Path to a JSON-formatted file containing extended data for time zones cities.

By default, the Unicode CLDR data provide very few time zone cities that are used with the v or V format pattern characters. Using this option, you can tell this script to load those data onto the table timezones_cities_supplemental, and those data will automatically be made available from the SQL view timezones_cities_extended, which is built as a union between the original table timezones_cities and the supplemental data in table timezones_cities_supplemental

The format of the JSON data must be as follows:

{
   "Asia/Tokyo" : {
      "locales" : {
         "ar" : "طوكيو",
         "az" : "Tokio",
         "be" : "Токіо",
         "bg" : "Токио",
         "bn" : "টোকিও",
         # etc...
      }
    }
}

You can get a list of all known time zones with the method timezones_cities

--help, -h, -?

Print a short help message.

--log-file

File path to a log file to write to. Defaults to create_database.log in the same directory as this script.

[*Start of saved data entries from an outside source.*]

PR #3162, opened 2024-03-24
Add `checkstyle` rule on `empty-line-separater`

JooHyukKim:
### Motivation

This PR adds `checkstyle` rule to enforce blank lines around things like class, methods, and constructors, etc..., except `field` making our codebase cleaner and more consistent.

### Key settings:

- Mandatory blank lines between class members, "excluding" fields.
- Only single blank lines are allowed for separation.

### Additional Note

Idea from recent [PR comment](https://github.com/spring-projects/spring-kafka/pull/3137#discussion_r1531001776). Figured why not have it checked during build?

### DIFF
--- a/spring-kafka-test/src/main/java/org/springframework/kafka/test/EmbeddedKafkaKraftBroker.java
+++ b/spring-kafka-test/src/main/java/org/springframework/kafka/test/EmbeddedKafkaKraftBroker.java
@@ -204,7 +204,6 @@ public class EmbeddedKafkaKraftBroker implements EmbeddedKafkaBroker {
 		}
 	}
 
-
 	private void start() {
 		if (this.cluster != null) {
 			return;
--- a/spring-kafka-test/src/main/java/org/springframework/kafka/test/assertj/KafkaConditions.java
+++ b/spring-kafka-test/src/main/java/org/springframework/kafka/test/assertj/KafkaConditions.java
@@ -1,5 +1,5 @@
 /*
- * Copyright 2016-2019 the original author or authors.
+ * Copyright 2016-2024 the original author or authors.
  *
  * Licensed under the Apache License, Version 2.0 (the "License");
  * you may not use this file except in compliance with the License.
@@ -89,7 +89,6 @@ public final class KafkaConditions {
 	public static Condition<ConsumerRecord<?, ?>> partition(int partition) {
 		return new ConsumerRecordPartitionCondition(partition);
 	}
-
 
 	public static class ConsumerRecordKeyCondition<K> extends Condition<ConsumerRecord<K, ?>> {
 
--- a/spring-kafka-test/src/main/java/org/springframework/kafka/test/condition/EmbeddedKafkaCondition.java
+++ b/spring-kafka-test/src/main/java/org/springframework/kafka/test/condition/EmbeddedKafkaCondition.java
@@ -1,5 +1,5 @@
 /*
- * Copyright 2019-2023 the original author or authors.
+ * Copyright 2019-2024 the original author or authors.
  *
  * Licensed under the Apache License, Version 2.0 (the "License");
  * you may not use this file except in compliance with the License.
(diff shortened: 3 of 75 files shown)


artembilan (changes requested):
Wow! I didn’t know there is such a rule. I prefer to have blank lines around fields as well, though. 
Thank you for great job!

JooHyukKim:
> Wow! I didn’t know there is such a rule. I prefer to have blank lines around fields as well, though. Thank you for great job!

@artembilan if we do cover `fields` as well, there will be (I think) hundreds of lines of line changes. Are we okay with that?

Asking this because some OSS teams prefer not to push thru such changes for sake of easier debugging around Git.

artembilan:
Yes, I’m Ok with that. As long as your change is only about blank lines around class members and nothing more. So, we know to review only Checkstyle config - and everything else is just a follow up change to satisfy that rule.

JooHyukKim:
> Yes, I’m Ok with that. As long as your change is only about blank lines around class members and nothing more. So, we know to review only Checkstyle config - and everything else is just a follow up change to satisfy that rule.

Alright 👍🏼 Will follow up with changes in a day.

artembilan:
@JooHyukKim ,

May I know, please, how have you fixed all those problems with the code after applying this rule?
What I mean that I'd like to apply this rule in my other projects where I also comment too much that blank lines must be around all the class members.
This way I'd follow your experience.

Thanks again!

JooHyukKim:
@artembilan , I did it all manually but with the help of IntelliJ. Basically what I did was ....

1. Add check style rule, and
2. Run checkstyle locally, then
3. Fix violations

... and that's it. I guess [ moving fast + leveraging IntelliJ ] was my approach. 
Below is an example with photo which I labeled each step...

(1) run checkstyle via IntelliJ
(2) Then click to navigate then fix

image

I wish I could tell you more (maybe a automated tool)🥲, but hope it helps 👍🏼!

artembilan:
That’s great! Thank for sharing your experience and sorry for making you to do that job 🙇‍♂️.

So, in Spring Integration project we use this IntelliJ IDEA editor config: https://github.com/spring-projects/spring-integration/blob/main/src/idea/spring-framework.xml. It seems for me it is very close to what we expect with the respective Checkstyle config. I’ll come back tomorrow with my findings when I add this blank lines rule.

Another feature wanted to share is: https://github.com/spring-io/spring-javaformat.
Very convenient tool to move fast, although I’m not always agree with its decision on method call chain.
We may consider to move there, though, next month when we are in GA phase, so no new features, but refactoring is OK.

artembilan:
So, for Spring Integration I went a head with rule like this:
```
		<module name="EmptyLineSeparator">
			<property name="tokens"
					  value="CLASS_DEF, INTERFACE_DEF, ENUM_DEF, STATIC_INIT, INSTANCE_INIT, METHOD_DEF, CTOR_DEF, VARIABLE_DEF, RECORD_DEF, COMPACT_CTOR_DEF "/>
			<property name="allowMultipleEmptyLines" value="false"/>
		</module>
```

Then I modified the mentioned [spring-framework.xml](https://github.com/spring-projects/spring-integration/blob/main/src/idea/spring-framework.xml) file with these extra rules:
```
                <option name="KEEP_BLANK_LINES_IN_DECLARATIONS" value="1"/>
		<option name="KEEP_BLANK_LINES_IN_CODE" value="1"/>
		<option name="KEEP_BLANK_LINES_BETWEEN_PACKAGE_DECLARATION_AND_HEADER" value="1"/>
		<option name="BLANK_LINES_AFTER_CLASS_HEADER" value="1"/>
		<option name="BLANK_LINES_AFTER_ANONYMOUS_CLASS_HEADER" value="1"/>
		<option name="BLANK_LINES_BEFORE_CLASS_END" value="1"/>
```

The ran code reformat for the whole project with a `*.java` mask.
And only after that the `gradlew check -x test` command to be sure in a new Checkstyle rule.
It failed only for a couple use-cases where we declare classes in the method body 😄

JooHyukKim:
Good to know it worked! I guess we could consider applying to this project also (or any other Spring projects..!)
Thank you for sharing 😆 @artembilan

PR #3163, opened 2024-03-25
[Suggestion] Refactor KafkaListenerConfigUtils to Use Enum for Constants Management

JoeCP17:
This pull request introduces a significant refactor to the KafkaListenerConfigUtils class, transitioning it from an abstract class to an enum named KafkaListenerConfigTypes. 

This change aims to enhance the management of configuration constants within our project, leveraging the strengths of enum in Java for a more efficient and type-safe way to handle constants.

## Key Changes
KafkaListenerConfigUtils is now an enum KafkaListenerConfigTypes, encapsulating the bean names as enum constants.

Introduced a nested `KAFKA_CONFIG_PATH` class within `KafkaListenerConfigTypes` to maintain the original constants'values.

## Rationale
The primary motivation behind this change is to utilize enums for constant management, which offers several advantages

### Type Safety
Enums provide compile-time type checking, reducing the risk of assigning incorrect values to constants.

### Singleton Pattern 
By their nature, enums in Java implement the singleton pattern, ensuring that constant values are instantiated only once throughout the JVM lifecycle.

### Impact
This change does not introduce any breaking changes to existing functionality.
All references to KafkaListenerConfigUtils constants have been updated to use KafkaListenerConfigTypes accordingly.

### DIFF
--- a/spring-kafka/src/main/java/org/springframework/kafka/annotation/KafkaBootstrapConfiguration.java
+++ b/spring-kafka/src/main/java/org/springframework/kafka/annotation/KafkaBootstrapConfiguration.java
@@ -1,5 +1,5 @@
 /*
- * Copyright 2002-2019 the original author or authors.
+ * Copyright 2002-2024 the original author or authors.
  *
  * Licensed under the Apache License, Version 2.0 (the "License");
  * you may not use this file except in compliance with the License.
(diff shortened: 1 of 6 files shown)


artembilan (changes requested):
Sorry, I cannot accept this change since it is more an abusing of `enum` feature over simple string constant. Even if it is a bit type safe internally for the framework, it is introducing some inconvenience for end-users like your change in the `AliasPropertiesTests` with that `@Bean(KafkaListenerConfigTypes.KAFKA_CONFIG_PATH.KAFKA_LISTENER_ENDPOINT_REGISTRY_BEAN_NAME)`.

We really turn to `enum` only if there are more than just plain string constant in the logic. The rest is a simple pattern to follow: just use some util class with those simple string constants.

artembilan:
Closed as `Works as Designed`.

This is only used if the option --use-log is enabled.

--maintainer

create_database.pl --maintainer John Doe

--man

Print this help as man page.

--replace

Boolean whether to move the temporary SQLite database built to its location in the module lib directory at lib/Locale/Unicode/unicode_cldr.sqlite3

Defaults to false.

By default, it will show the file path of the temporary SQLite database file.

--use-log

Boolean whether to write verbose output to a log file.

This is automatically enabled if debugging is enabled. See option --debug

-v

Show version number and exits.

--verbose

Enable verbose mode.

Actually, this has no effect.

--noverbose

Disable verbose mode.

Actually, this has no effect.

AUTHOR

Jacques Deguest <jack@deguest.jp>

COPYRIGHT & LICENSE

Copyright(c) 2024 DEGUEST Pte. Ltd.

All rights reserved

This program is free software; you can redistribute it and/or modify it under the same terms as Perl itself.